Write out the whole listing without a single alteration.

GIVEN DATA:
↓↓↓

PR #302, opened 2021-04-29
Added Information in Hives when broken

Euphillya:
Allows you to add the number of bees to the honey level of the hive.

image


encode42:
This would be better off as a plugin. If merged it'll lead to a never ending chain of requests to add more and more NBT data to item lore. Additionally, accomplishing this with a plugin would be easier to maintain and customize with less lines of code. This is helpful information for the player to know though 👍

↑↑↑

ANSWER SECTION:
PR #302, opened 2021-04-29
Added Information in Hives when broken

Euphillya:
Allows you to add the number of bees to the honey level of the hive.

image


encode42:
This would be better off as a plugin. If merged it'll lead to a never ending chain of requests to add more and more NBT data to item lore. Additionally, accomplishing this with a plugin would be easier to maintain and customize with less lines of code. This is helpful information for the player to know though 👍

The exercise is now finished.